Trick question - KLF did all those things!
8. Cochineal is used to dye food red, what is it made from what?
b - A beetle
9. Tom Cruise is a follower of what religion?
c - Scientology
10. If traveling from London to Saigon by rail, how many times do you need to change trains?
c - 6
(Change 1 - Brussels, Belgium
Change 2 - Cologne, Germany
Change 3 - Moscow, Russia
Change 4 - Beijing, China
Change 5 - Dong Dang, Vietnam
Change 6 - Hanoi, Vietnam)


----------



## 96097 (Aug 22, 2005)

Part two of the quiz was as follows:

Q1: Who discovered the electron?

Q2: Which is the longest bone in the human body?

Q3: At which temperature do both the Centigrade and Fahrenheit show the same reading?

Q4: Who invented the bifocal lens?

Q5: Why we do not feel pains to cut our nails?

Q6: Who invented the jet engine?

Q7: What is Mach Number?

Q8: What is the scientific name for study of handwriting?

Q9: What causes an object to look black?

Q10: Who discovered insulin?

Q11: Which element has the highest boiling point?

Q12: Why does a tennis ball bounce higher on hills than on plains?

Q13: Which planet has the biggest satellite?

Q14: How do bats manage to avoid obstacles while flying?

Q15: Which is the most common of all the metals in the earth's crust?

Q16: What is the source of caviar?

Q17: Why does an iron ball sink and not an iron ship?

Q18: What is herpetology?

Q19: What is constellation?

Q20: What is an aardvark?

Q21: From which plant is morphine obtained?

Q22: Who discovered the cause of malaria?


----------



## 96097 (Aug 22, 2005)

And the answers to this science based quiz are as follows:

A1: Sir J J Thomson.

A2: The femur or the thigh bone.

A3: -40C equals -40F.

A4: Benjamin Franklin.

A5: Nails are not connected with cartilages or blood vessels.

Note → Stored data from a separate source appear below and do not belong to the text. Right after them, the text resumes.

PR #126, opened 2026-05-02
fix(bedrock): reject tool with empty description before calling Converse

simon0191:
## Summary

- Bedrock's Converse API rejects any tool whose `description` is the empty string with an opaque `ValidationException` (`Member must have length greater than or equal to 1`), failing the entire call. The mapper used to pass empty descriptions through unchanged, so callers got a server-side error that pointed at tool indices (`toolConfig.tools.12.member.toolSpec.description`) rather than tool names — hard to map back to source for an agent that mixes MCP-derived and subagent-as-tool entries.
- `mapToolConfig` now validates upfront and returns one error listing every offender by name, e.g. `bedrock: every tool must have a non-empty description; missing on: subagent_a, subagent_b`. Errors bubble up wrapped in `llm.ErrRequestMapping`.
- Scoped to the Bedrock provider deliberately. OpenAI and Anthropic accept empty tool descriptions, so a check at `agent.New()` would crashloop agents that work fine on those providers.

## Context

Hit in production by an AI agent using subagents whose `Subagent.description` was empty (proto schema marks it `OPTIONAL` with no `min_len`). On the first Bedrock call the whole request failed; the cloudv2 side will land a separate proto-level fix to make `description` non-empty for new data, but this client-side preflight gives every existing caller a useful error today.

## Test plan

- [x] `go test ./providers/bedrock/...` — full provider suite passes
- [x] `golangci-lint run ./providers/bedrock/...` — clean
- [x] New `TestRequestMapper_EmptyToolDescription` asserts: error wraps `llm.ErrRequestMapping`, both empty-description tools are named in the message, valid tools are not flagged

### DIFF
--- a/providers/bedrock/request_mapper.go
+++ b/providers/bedrock/request_mapper.go
@@ -18,6 +18,7 @@ import (
 	"encoding/json"
 	"errors"
 	"fmt"
+	"strings"
 
 	"github.com/aws/aws-sdk-go-v2/aws"
 	"github.com/aws/aws-sdk-go-v2/service/bedrockruntime"
@@ -314,6 +315,22 @@ func (rm *RequestMapper) mapToolResultBlock(resp *llm.ToolResponse) types.ToolRe
 
 // mapToolConfig converts tool definitions and choice to Bedrock ToolConfiguration.
 func (rm *RequestMapper) mapToolConfig(tools []llm.ToolDefinition, choice *llm.ToolChoice) (*types.ToolConfiguration, error) {
+	// Bedrock Converse rejects any tool whose description is the empty
+	// string with an opaque ValidationException ("Member must have length
+	// greater than or equal to 1"). Validate upfront and surface every
+	// offender at once so callers can fix all of them in one pass.
+	var missingDesc []string
+
+	for _, tool := range tools {
+		if tool.Description == "" {
+			missingDesc = append(missingDesc, tool.Name)
+		}
+	}
+
+	if len(missingDesc) > 0 {
+		return nil, fmt.Errorf("bedrock: every tool must have a non-empty description; missing on: %s", strings.Join(missingDesc, ", "))
+	}
+
 	apiTools := make([]types.Tool, 0, len(tools))
 
 	for _, tool := range tools {
--- a/providers/bedrock/provider_test.go
+++ b/providers/bedrock/provider_test.go
@@ -470,6 +470,42 @@ func TestRequestMapper_ToolDefinitions(t *testing.T) {
 	assert.True(t, ok)
 }
 
+func TestRequestMapper_EmptyToolDescription(t *testing.T) {
+	t.Parallel()
+
+	cfg := &Config{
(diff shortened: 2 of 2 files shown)


weeco:
@claude im wondering whether we should do the check at tool registration time. Would it make sense to require this for all tools across providers? Breaking changes / behaviors are still acceptable

birdayz:
hah i had exactly same thought @weeco . agree, it should be done at registration time.

birdayz:
i digged a bit deeper, and maybe it's the wrong call to reject empty desc always.. 

```
  ┌─────────────────────┬─────────────────────────────────────────────────────────────────────────────┐
  │         SDK         │                           Validates description?                            │
  ├─────────────────────┼─────────────────────────────────────────────────────────────────────────────┤
  │ adk-go              │ No — Tool.Description() string interface, value is passed through unchecked │
  ├─────────────────────┼─────────────────────────────────────────────────────────────────────────────┤
  │ adk-python          │ No — BaseTool accepts description: str with no runtime check                │
  ├─────────────────────┼─────────────────────────────────────────────────────────────────────────────┤
  │ openai-agents-js    │ No — typed as string in StrictToolOptions, no runtime check                 │
  ├─────────────────────┼─────────────────────────────────────────────────────────────────────────────┤
  │ ai-sdk-go (this PR) │ Bedrock-only at mapping time                                                │
  └─────────────────────┴─────────────────────────────────────────────────────────────────────────────┘
  
    Nobody else validates this — anywhere. Not at registration, not at model-call, not provider-specifically. Type systems make it string,
   but empty string passes.
  ```
  
IMHO would not be right call to reject at registration time, the runtime fix is cleaner. LGTM

**Review by birdayz — APPROVED** [review]

File: providers/bedrock/request_mapper.go [hunk 1]
```diff
@@ -314,6 +315,22 @@ func (rm *RequestMapper) mapToolResultBlock(resp *llm.ToolResponse) types.ToolRe
...
+
+	for _, tool := range tools {
+		if tool.Description == "" {
+			missingDesc = append(missingDesc, tool.Name)
+		}
+	}
+
+	if len(missingDesc) > 0 {
+		return nil, fmt.Errorf("bedrock: every tool must have a non-empty description; missing on: %s", strings.Join(missingDesc, ", "))
+	}
```
weeco, line 332: @simon0191 I was bothered by this solution and did some research. I noticed:

1. Bedrock / AWS itself claims the tool description is NOT required, but when provided it can't be empty, see: https://docs.aws.amazon.com/bedrock/latest/APIReference/API_runtime_ToolSpecification.html
2. This leads me to believe that this is the problem - we should omit it instead of setting an empty `aws.String()`

Have you tried this and see if that works?

weeco (changes requested):

providers/bedrock/request_mapper.go
birdayz: good catch!

PR #131, opened 2026-05-09
Add Vercel AI SDK UI Message Stream adapter

birdayz:
## Summary

Adds `adapter/vercelaisdk/uimessagestream/` — an HTTP handler that implements the Vercel AI SDK UI Message Stream protocol (v1). Any `llm.Model` can now serve responses compatible with `useChat` from `@ai-sdk/react` v6.

- **Text streaming**: `start → start-step → text-start → text-delta* → text-end → finish-step → finish → [DONE]`
- **Tool calls**: `tool-input-start → tool-input-available → tool-output-available` with agentic loop (`StreamModelWithTools`)
- **Reasoning traces**: `reasoning-start → reasoning-delta* → reasoning-end` with stateful tracking
- **Error handling**: sanitized error text to clients, proper `finish-step + finish(error)` sequence
- **Security**: 1MB request body limit, messageId generation via crypto/rand

### Wire format

1:1 port of the Vercel AI SDK's `toUIMessageStream()`. Every chunk passes Zod `z.strictObject` validation — verified field by field against the TypeScript schemas.

### API

```go
mux.Handle("/api/chat", uimessagestream.Handler(model,
    uimessagestream.WithSystem("You are helpful."),
    uimessagestream.WithTools(tools, executor),
))
```

### Testing

- 30 Go unit tests (87.8% coverage)
- 6 JS conformance tests using real `ai@6.0.177` `DefaultChatTransport` against a Go test server
- Reviewed by 3 expert personas (Go, Vercel protocol, DevOps) across 2 rounds

## Test plan

- [x] `go test ./adapter/vercelaisdk/uimessagestream/ -v` — 30 tests pass
- [x] `cd adapter/vercelaisdk/uimessagestream/conformance && ./run.sh` — 6 JS conformance tests pass
- [x] Verified end-to-end with Alfred chat app (text, tool calls, reasoning, model selection)

🤖 Generated with [Claude Code](https://claude.com/claude-code)

PR #132, opened 2026-05-11
vercelaisdk: target ai@7.0.6 and fix conformance bugs

birdayz:
## What

Bring the Vercel AI SDK UI message stream adapter to full conformance with `ai@7.0.6` and fix the bugs that kept its conformance suite from actually passing. Adds an error mapper, reconstructs inbound tool-call history, and expands the test + conformance coverage.

## Why

The adapter claimed conformance but the suite did not pass: the error path emitted a hardcoded "An error occurred" while the test -- and the reference contract -- expected the real error to be surfaceable. Multi-turn tool conversations were silently dropped because only text was forwarded to the model. Smaller deviations from the reference (finish reason on turn-limit exhaustion, span/error ordering, no abort signal on cancellation, HTML-escaped wire bytes) would surface with any non-trivial model behavior. The v6->v7 protocol change is purely additive -- chunk shapes, SSE framing and headers are unchanged -- so the bump is safe.

## Implementation details

**Error handling.** Add `WithOnError(func(error) string)`, mirroring the reference `onError` option. The default returns the sanitized "An error occurred." (with the trailing period the reference uses). Every error chunk -- terminal, iterator, recoverable `ErrorEvent`, and `tool-output-error` -- routes the real error through the mapper instead of a hardcoded string. The model still receives the real tool error; only the client-facing text is mapped.

**Inbound history.** Reconstruct assistant tool calls and their results from the UI message parts (`tool-<name>` / `dynamic-tool`), split on step boundaries, mirroring `convert-to-model-messages.ts`. Coalesce consecutive same-role messages so roles stay strictly alternating -- the reference leaves this to the provider, and the Go providers do not coalesce. Tool results carry their payload in the sealed-interface `ToolResponsePart` (`IsError` + `Result`). Previously only text was forwarded and multi-turn tool conversations were dropped.

**Other fixes.**
- `maxTurns` exhaustion emits the last turn's real finish reason (`tool-calls`), not a synthetic `other`.
- `closeSpans()` runs before the error chunk on every terminal path, so an error is never wedged inside an open text run.
- Emit an `abort` chunk + `[DONE]` on context cancellation, matching `stream-text.ts`.
- Disable HTML escaping in the SSE encoder so `<`, `>` and `&` in deltas match `JSON.stringify` byte-for-byte.

**Conformance and tests.** Bump the suite to `ai@7.0.6` and add endpoints + tests for reasoning, tool calling, tool errors, multi-step tool loops and mid-stream errors; it now passes 11/11 against the real client, which strict-schema-validates every chunk. Add a `task test:conformance` target and Go-level schema + parse-state-machine invariant checkers.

While cutting, therefore, the nervous system is not affected.

A6: Sir Frank Whittle of England in 1937.

A7: Ratio of speed of the body to the speed of sound under similar conditions.

A8: Graphology.

A9: When radiation falling on an object is fully absorbed, it appears black.

A10: Sir Frederick Grant Banting & J J R Macleod.

A11: Tantalum, about 6000C.

A12: The gravitational pull in the hills is less than that at plains.

A13: Saturn's seventh, known as Titan (diameter 5680 km).

A14: Bats while flying, emit a set of short squeaks which are ultrasonic waves. These, after reflection from trees and buildings reach the ear of the bats and make them judge, by hearing the echo of the ultrasonic sound, the distance and direction of the obstacle in the air.

A15: Aluminum, 8.13% of the earth's crust by weight.

A16: It is made by salting the roe of sturgeon.

A17: The weight of the iron ball is more than the water it displaces, in case of the ship, it is opposite.

A18: Study of reptiles.

A19: A cluster of fixed stars in the heaven like Great Bear, Orion.

A20: An ant-eating animal.

A21: Opium poppy.

A22: Ronald Ross.


----------



## JockandRita (Jun 1, 2005)

Thanks Sharon,
Now I know how bad I really faired in the quiz, miserable, to say the least. Ha,ha.
Jock.


----------



## 96097 (Aug 22, 2005)

Hi Jock

Quizzes are always easy when you know the answers!
I understand from everyone who got a paper copy that this was a tough one - so apologies for that, I had hoped it would be fun.
Keith is going to flog me later.
Pics to follow.

Sharon


----------



## 88927 (May 10, 2005)

:lol: :lol: :lol: :lol: :lol: :lol: :lol: :lol: :lol: :lol: 

Keith


----------



## 96165 (Aug 30, 2005)

Hi Sharon

Sorry we didn't hand ours in - good job really looking at the answers 

Chris was quite correct with 'Frank Whittle' though and at least I got 'Femur'.  

Was a great idea though.....will just make sure we sort out Internet access in some form for the ever faithful Google before then  (J/K!).

All the best,
Nicola.


----------



## LittleKath00 (May 1, 2005)

Hey.
Did a lot better than we thought. Maybe were not that thick after 
Still got alot wrong though.
Put at least it boosted us up to know we do know something.
Bet we were the bottom though.
Kath


----------



## 96097 (Aug 22, 2005)

LittleKath00 said:


> Hey.
> Did a lot better than we thought. Maybe were not that thick after
> Still got alot wrong though.
> Put at least it boosted us up to know we do know something.
> ...


Hi Kath

One more correct answer and you would have tied for first!

Sharon


----------



## LittleKath00 (May 1, 2005)

Thats a shock.
Of course Keith claimed that I couldnt have done it without him. Claimed it was all his work. Leave it to you to consider that fact. lol.


----------



## olley (May 1, 2005)

Hi sharon your lucky there wasn't any germans with you, they would have argued that Hans von Ohain actually invented the jet engine :lol: world war 3 maybe.

Olley


----------